_Problem details:_
Read through the entries below and return each line with the word "used".

::: Data section :::

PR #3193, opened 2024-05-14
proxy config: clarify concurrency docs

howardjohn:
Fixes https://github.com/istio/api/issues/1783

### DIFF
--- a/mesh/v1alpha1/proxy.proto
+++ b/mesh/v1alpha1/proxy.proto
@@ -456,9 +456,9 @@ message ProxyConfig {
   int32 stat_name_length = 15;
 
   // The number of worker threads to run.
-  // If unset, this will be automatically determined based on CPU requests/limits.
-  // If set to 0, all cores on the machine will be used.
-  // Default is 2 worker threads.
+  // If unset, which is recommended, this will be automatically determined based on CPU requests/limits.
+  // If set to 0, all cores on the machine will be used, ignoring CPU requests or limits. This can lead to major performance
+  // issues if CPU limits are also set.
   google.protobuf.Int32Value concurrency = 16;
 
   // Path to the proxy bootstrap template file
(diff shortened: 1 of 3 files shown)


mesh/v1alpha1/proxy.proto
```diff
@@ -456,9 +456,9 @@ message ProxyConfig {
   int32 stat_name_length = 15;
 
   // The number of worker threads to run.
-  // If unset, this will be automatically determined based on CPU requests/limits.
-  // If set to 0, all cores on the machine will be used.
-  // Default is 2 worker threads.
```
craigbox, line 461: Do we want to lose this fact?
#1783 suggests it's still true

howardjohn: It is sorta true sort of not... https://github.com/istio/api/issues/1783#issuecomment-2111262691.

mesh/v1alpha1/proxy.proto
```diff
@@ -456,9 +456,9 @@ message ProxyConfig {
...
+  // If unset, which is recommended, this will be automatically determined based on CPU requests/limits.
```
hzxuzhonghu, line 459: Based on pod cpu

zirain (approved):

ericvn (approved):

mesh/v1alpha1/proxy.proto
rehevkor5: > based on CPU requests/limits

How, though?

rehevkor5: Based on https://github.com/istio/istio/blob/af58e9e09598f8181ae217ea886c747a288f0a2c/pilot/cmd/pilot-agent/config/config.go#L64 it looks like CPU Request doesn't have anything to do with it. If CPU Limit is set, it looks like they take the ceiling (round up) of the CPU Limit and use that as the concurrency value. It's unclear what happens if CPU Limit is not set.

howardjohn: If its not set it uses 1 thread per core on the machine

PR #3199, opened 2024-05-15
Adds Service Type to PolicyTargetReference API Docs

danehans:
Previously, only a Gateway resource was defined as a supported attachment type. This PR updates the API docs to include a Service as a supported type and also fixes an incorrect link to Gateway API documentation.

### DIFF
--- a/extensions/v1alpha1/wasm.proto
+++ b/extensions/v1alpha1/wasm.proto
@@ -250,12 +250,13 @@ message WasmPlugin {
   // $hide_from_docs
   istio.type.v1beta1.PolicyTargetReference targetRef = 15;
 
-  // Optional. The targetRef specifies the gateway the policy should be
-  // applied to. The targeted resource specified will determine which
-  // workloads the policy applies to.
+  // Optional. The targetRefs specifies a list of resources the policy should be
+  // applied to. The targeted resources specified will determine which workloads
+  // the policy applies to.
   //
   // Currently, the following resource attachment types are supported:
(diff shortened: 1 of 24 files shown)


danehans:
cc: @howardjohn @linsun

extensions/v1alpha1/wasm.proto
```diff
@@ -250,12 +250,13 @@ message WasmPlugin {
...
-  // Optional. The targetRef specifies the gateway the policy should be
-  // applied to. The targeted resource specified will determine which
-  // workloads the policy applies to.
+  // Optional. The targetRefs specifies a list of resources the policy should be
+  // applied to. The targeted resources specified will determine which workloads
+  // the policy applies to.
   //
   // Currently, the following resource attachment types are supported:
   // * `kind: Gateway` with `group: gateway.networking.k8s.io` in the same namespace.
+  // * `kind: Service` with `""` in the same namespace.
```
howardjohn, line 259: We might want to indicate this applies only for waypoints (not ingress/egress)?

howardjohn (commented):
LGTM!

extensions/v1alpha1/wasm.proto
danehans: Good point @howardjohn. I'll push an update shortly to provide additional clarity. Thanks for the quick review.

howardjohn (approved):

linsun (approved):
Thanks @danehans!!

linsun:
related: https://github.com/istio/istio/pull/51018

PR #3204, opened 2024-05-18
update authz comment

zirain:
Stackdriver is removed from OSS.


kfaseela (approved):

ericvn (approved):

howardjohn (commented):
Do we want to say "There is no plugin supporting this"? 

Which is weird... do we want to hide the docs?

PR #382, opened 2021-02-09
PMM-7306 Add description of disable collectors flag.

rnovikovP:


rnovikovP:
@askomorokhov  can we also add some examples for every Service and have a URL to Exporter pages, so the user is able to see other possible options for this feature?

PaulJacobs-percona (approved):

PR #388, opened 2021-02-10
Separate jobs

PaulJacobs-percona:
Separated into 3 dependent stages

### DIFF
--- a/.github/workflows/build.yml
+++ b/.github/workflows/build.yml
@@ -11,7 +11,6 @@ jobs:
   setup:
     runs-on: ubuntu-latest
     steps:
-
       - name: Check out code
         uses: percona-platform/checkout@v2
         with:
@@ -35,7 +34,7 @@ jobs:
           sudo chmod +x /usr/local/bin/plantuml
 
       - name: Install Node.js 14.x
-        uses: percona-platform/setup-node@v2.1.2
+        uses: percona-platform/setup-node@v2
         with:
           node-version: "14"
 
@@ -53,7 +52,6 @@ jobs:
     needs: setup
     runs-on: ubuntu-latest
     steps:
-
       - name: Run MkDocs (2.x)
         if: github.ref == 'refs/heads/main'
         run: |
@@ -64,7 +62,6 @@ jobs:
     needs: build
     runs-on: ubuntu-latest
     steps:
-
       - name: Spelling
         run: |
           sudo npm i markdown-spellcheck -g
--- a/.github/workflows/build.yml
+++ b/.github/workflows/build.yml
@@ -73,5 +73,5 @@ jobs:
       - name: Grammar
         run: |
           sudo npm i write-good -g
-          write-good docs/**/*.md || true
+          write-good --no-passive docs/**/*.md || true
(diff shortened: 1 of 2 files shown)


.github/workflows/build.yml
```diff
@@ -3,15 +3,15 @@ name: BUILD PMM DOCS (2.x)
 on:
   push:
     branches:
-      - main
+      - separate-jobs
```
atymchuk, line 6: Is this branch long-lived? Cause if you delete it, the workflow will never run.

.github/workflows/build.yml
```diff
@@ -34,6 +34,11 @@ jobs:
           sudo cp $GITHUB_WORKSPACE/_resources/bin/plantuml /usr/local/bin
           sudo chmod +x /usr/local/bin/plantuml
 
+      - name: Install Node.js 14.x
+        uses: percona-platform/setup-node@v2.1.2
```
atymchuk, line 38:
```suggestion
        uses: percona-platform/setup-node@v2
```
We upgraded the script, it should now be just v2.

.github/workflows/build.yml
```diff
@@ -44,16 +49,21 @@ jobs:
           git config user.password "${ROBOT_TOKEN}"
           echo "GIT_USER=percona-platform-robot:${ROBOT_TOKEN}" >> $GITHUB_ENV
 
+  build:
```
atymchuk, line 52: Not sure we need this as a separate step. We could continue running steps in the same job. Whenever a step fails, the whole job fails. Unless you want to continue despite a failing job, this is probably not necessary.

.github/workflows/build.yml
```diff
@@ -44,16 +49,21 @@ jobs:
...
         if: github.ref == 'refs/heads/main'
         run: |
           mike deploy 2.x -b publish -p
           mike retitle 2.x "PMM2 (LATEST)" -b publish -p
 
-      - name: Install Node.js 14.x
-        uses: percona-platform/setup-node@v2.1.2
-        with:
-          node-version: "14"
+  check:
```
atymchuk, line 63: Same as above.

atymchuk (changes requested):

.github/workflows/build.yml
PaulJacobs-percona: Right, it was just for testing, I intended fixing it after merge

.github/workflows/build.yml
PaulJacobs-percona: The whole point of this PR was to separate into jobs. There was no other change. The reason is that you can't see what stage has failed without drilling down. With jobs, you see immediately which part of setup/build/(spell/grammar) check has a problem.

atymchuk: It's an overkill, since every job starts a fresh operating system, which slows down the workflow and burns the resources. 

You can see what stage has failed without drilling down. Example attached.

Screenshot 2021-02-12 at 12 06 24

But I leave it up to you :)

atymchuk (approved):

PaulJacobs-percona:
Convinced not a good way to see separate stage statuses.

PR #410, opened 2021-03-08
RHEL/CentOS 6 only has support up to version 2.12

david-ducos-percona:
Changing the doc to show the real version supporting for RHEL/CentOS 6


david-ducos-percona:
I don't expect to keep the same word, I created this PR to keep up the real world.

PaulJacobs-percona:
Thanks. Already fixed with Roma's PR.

:::
::: Data section :::

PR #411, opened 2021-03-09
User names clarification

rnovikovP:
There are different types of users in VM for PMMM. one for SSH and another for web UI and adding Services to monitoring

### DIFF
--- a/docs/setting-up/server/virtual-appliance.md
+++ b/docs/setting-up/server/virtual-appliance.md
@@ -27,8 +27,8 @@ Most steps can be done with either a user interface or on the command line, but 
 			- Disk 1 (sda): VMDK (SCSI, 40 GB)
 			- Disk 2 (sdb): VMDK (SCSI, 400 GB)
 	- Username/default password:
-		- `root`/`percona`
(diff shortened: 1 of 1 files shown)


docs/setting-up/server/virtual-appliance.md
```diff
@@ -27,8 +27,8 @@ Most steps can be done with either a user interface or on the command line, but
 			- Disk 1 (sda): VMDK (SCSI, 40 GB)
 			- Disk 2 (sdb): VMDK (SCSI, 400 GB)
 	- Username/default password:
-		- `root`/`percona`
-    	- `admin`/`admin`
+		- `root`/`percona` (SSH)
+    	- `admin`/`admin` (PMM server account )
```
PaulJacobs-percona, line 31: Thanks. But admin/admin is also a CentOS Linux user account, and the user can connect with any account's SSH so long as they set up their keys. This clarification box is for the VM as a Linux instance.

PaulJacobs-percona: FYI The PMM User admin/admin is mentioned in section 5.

:::
::: Data section :::

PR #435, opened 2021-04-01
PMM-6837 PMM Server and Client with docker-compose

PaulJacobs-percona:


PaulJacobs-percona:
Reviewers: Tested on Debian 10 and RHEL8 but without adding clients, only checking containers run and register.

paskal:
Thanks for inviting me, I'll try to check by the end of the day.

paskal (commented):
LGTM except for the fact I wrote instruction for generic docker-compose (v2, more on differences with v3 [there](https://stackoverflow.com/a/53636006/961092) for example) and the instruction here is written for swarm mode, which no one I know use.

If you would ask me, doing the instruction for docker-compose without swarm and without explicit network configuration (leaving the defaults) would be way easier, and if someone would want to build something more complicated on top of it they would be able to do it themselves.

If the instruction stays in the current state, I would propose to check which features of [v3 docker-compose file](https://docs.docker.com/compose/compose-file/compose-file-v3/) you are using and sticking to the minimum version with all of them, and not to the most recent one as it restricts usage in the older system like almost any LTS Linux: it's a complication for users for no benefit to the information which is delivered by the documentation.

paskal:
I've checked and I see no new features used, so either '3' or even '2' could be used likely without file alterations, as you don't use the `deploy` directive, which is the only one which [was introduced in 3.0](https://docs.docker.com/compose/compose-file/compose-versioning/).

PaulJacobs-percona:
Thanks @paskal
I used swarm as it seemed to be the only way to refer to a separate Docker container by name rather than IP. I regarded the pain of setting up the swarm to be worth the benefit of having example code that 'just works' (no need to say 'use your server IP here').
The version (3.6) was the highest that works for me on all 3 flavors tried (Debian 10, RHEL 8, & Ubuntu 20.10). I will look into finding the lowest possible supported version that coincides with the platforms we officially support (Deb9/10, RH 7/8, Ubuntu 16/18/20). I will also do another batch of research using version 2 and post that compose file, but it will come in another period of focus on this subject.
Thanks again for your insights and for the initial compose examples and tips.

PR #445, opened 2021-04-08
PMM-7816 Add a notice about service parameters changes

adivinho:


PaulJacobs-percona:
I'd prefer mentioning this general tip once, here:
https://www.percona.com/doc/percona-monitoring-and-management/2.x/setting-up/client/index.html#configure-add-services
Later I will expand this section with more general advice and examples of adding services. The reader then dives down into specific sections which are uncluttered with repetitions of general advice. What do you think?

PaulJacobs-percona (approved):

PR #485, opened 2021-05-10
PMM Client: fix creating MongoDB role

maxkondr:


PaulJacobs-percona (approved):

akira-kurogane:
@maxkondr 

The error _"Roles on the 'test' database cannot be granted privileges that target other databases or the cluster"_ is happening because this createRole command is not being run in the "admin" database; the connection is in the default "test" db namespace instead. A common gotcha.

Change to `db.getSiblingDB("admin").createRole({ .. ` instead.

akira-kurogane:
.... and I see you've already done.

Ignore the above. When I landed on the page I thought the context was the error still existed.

:::

_Answer section:_
-  // If set to 0, all cores on the machine will be used.
+  // If set to 0, all cores on the machine will be used, ignoring CPU requests or limits. This can lead to major performance
-  // If set to 0, all cores on the machine will be used.
I've checked and I see no new features used, so either '3' or even '2' could be used likely without file alterations, as you don't use the `deploy` directive, which is the only one which [was introduced in 3.0](https://docs.docker.com/compose/compose-file/compose-versioning/).
I used swarm as it seemed to be the only way to refer to a separate Docker container by name rather than IP. I regarded the pain of setting up the swarm to be worth the benefit of having example code that 'just works' (no need to say 'use your server IP here').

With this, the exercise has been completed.